In calculus, equations form the backbone for many concepts and calculations. An equation represents a statement of equality between two expressions. When solving equations, especially in the context of calculus, the goal is to find the variable's value that makes the equation true. This might involve simplifying expressions, factoring, or sometimes applying more advanced techniques like derivatives or integrals.

For example, to solve an equation like \( \frac{(x^2-1)(3)-(3x-1)(2x)}{(x^2-1)^2}=0 \), you first need to focus on the denominator and numerator. Here, the fraction equals zero when its numerator equals zero as long as the denominator is not zero. Solving this kind of problem typically involves steps such as expanding and simplifying the expression.

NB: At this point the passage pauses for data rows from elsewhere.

PR #4773, opened 2021-03-15
reworked RST for lua_game.cc

### LINKED ISSUE #4761: Documentation errors
over the past time some errors have been emerged in our docuzmentation suite.  this Issue is to track them and hunt them down:

- [x] introduction.rst: Initializations should be renamed to starting conditions, a Link to the starting condition documentation should be added. Example should be deleted as it is outdated and is contained in the recently introduced SC documentation. Win condition example is outdated and should be updated with a real one.

- [x] Productionsite Programs (documented in logic/map_objects/tribes/production_program.cc) Deprecation notice for program work can be deleted, in progrma mine headline the parameter "resources" needs to be renamed "yield"

frankystone:
re #4761 

Not really sure about wl.game.report_result. I guess this was implemented when widelands had used an online gaming service which was meant to propose game results from online multiplayer games (didn't know the name anymore, but this service has been down for several years|decades). @SirVer ?
I have removed the hint to PlayerEndStatus. As far i understand this offers only one status, namely "score"?

### DIFF
--- a/src/scripting/lua_game.cc
+++ b/src/scripting/lua_game.cc
@@ -326,7 +326,7 @@ int LuaPlayer::set_hidden_from_general_statistics(lua_State* L) {
 /* RST
    .. method:: send_to_inbox(title, message[, opts])
 
-      Send a message to the players inbox. One should prefer 
+      Send a message to the players inbox. One should prefer
       :meth:`send_to_inbox` from `messages.lua`, which
       has an option to wait before sending the message until the player leaves
       the roadbuilding mode.
@@ -579,7 +579,7 @@ int LuaPlayer::seen_field(lua_State* L) {
       :arg what: either "all" or an array containing the names of the allowed
          buildings
       :returns: :const:`nil`
-      
+
       The opposite function is :meth:`forbid_buildings`
 */
 int LuaPlayer::allow_buildings(lua_State* L) {
@@ -868,13 +868,13 @@ int LuaPlayer::get_buildings(lua_State* L) {
    .. method:: get_constructionsites(which)
 
       which can be either a single name or an array of names. In the first
-      case, the method returns an array of all constructionsites that the 
+      case, the method returns an array of all constructionsites that the
       player has of this kind. If which is an array, the function returns a
       table of (name,array of buildings) pairs.
 
       :type which: name of constructionsites building or array of building names
       :rtype which: :class:`string` or :class:`array`
-      :returns: information about the players constructionsites, 
+      :returns: information about the players constructionsites,
          see :class:`wl.map.ConstructionSite`
       :rtype: :class:`array` or :class:`table`
 */
@@ -1502,7 +1502,7 @@ const Widelands::Message& LuaInboxMessage::get(lua_State* L, Widelands::Game& ga
 /* RST
 .. function:: report_result(plr, result[, info = ""])
 
-   Shows the window indicating the end of the game. The window contains a 
+   Shows the window indicating the end of the game. The window contains a
    table showing the results of all players and teams (if there are any).
    For mutliplayer games this reports the game ending also to the metaserver
    if this is an Internet network game.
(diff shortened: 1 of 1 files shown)


hessenfarmer (approved):
LGTM

src/scripting/lua_game.cc
```diff
@@ -326,8 +326,8 @@ int LuaPlayer::set_hidden_from_general_statistics(lua_State* L) {
 /* RST
    .. method:: send_to_inbox(title, message[, opts])
 
-      Send a message to the players inbox.
-      There is also a function :meth:`send_to_inbox` in `messages.lua`, which
+      Send a message to the players inbox. One should prefer
```
```suggestion
      Send a message to the player’s inbox. One should prefer
```

src/scripting/lua_game.cc
```diff
@@ -1499,18 +1502,24 @@ const Widelands::Message& LuaInboxMessage::get(lua_State* L, Widelands::Game& ga
 /* RST
 .. function:: report_result(plr, result[, info = ""])
 
-   Reports the game ending to the metaserver if this is an Internet
-   network game. Otherwise, does nothing.
+   Shows the window indicating the end of the game. The window contains a
```
Noordfrees: I'm not sure this is correct. I believe it notifies the game of the result for 1 player, and the window is shown when a result has been reported for every player.

src/scripting/lua_game.cc
```diff
@@ -1248,9 +1251,9 @@ int LuaObjective::set_visible(lua_State* L) {
    .. attribute:: done
 
       (RW) defines if this objective is already fulfilled. If done is
-      :const`true`, the objective will not be shown to the user, no matter what.
+      `true`, the objective will not be shown to the user, no matter what.
       :attr:`visible` is set to. A savegame will be created when this attribute
-      is changed to :const`true`.
+      is changed to `true`.
```
Noordfrees: use double backticks for all constants so they are shown ``in code style`` and not *in italics*

frankystone: There were more occurrences like this, changed them all.

There should be general rules for the documentation, imho. Will start to make a wiki article to archive this.

src/scripting/lua_game.cc
frankystone: Chnaged this so it should be more clear

Noordfrees (approved):

Noordfrees:
@frankystone After merging this, the format bot broke the RST indentation in master, which I fixed manually now. Your fork's action logs show that the format action is not working for you because your PAT secret seems to have a trailing whitespace in it.

frankystone:
Hm. I hate such things.

I remember you proposed to add such a PAT for something. But i can't find your post about that. 
GitHub gives me the possibility to regenerate this token but the warning makes me worry to do that. And i am not sure if this would solve the issue.

Do i need this token at all? The [wikipage](https://www.widelands.org/wiki/GitPrimer/) doesn't mention it...

Is this the PAT which makes trouble at all?

Lost at GitHub :-D

Noordfrees:
You have created such a token already – otherwise there would be a warning in the [logs](https://github.com/frankystone/widelands/runs/2124234634?check_suite_focus=true) under `Fetching branch info` advising you to create one:
grafik

See https://www.widelands.org/forum/topic/5043/

The problem is that the secret in your fork contains the token plus a trailing whitespace.

If you are using this PAT only for the format bot, it is safe to regenerate the token and replace the secret's contents with it. If you are using the same token for other purposes as well then it would be better to create a new token and replace the secret's contents with that.

frankystone:
OK, i have regenerated the token and copied it to the secrets of my fork. Can i test if works now?

Noordfrees:
Just open a draft PR where you messed up the formatting in a few files (e.g. adding whitespaces after parentheses, removing tabs, etc)

frankystone:
I have another branch with documentation fixes... let's see if it works then.

Thanks for your support :-)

Inequalities express a broader range of solutions compared to equations. In inequalities, you might be looking for a range of values rather than a single solution. The inequality \( \frac{(x^2-1)(3)-(3x-1)(2x)}{(x^2-1)^2} \leq 0 \) means that the expression is less than or equal to zero. Inequalities are solved in a similar fashion to equations; however, one needs to pay careful attention to the direction of the inequality.

Typically, you will solve the inequality by first addressing its expression, just like with equations, by simplifying the numerator. Once simplified, the inequality can be analyzed to identify intervals of \( x \) that satisfy the condition. Keep in mind important properties such as when multiplying or dividing by a negative number, the inequality flips direction.

Numerator simplification is a vital step in solving equations and inequalities involving fractions. In the given problem, the numerator is \( (3)(x^2-1) - (3x-1)(2x) \). By expanding these terms, we get \( 3x^2 - 3 \) and \( - (6x^2 - 2x) \). Simplification involves combining like terms to reduce the expression to \( -3x^2 + 2x - 3 \).

Detailed steps in simplification include:

• Multiply out each term separately.
• Carefully distribute negative signs through parentheses.
• Combine like terms, essentially gathering all \( x^2 \), \( x \), and constant terms together.

Doing this correctly allows you to focus on solving the equation or inequality based on the simpler form, making further calculations more straightforward and less error-prone.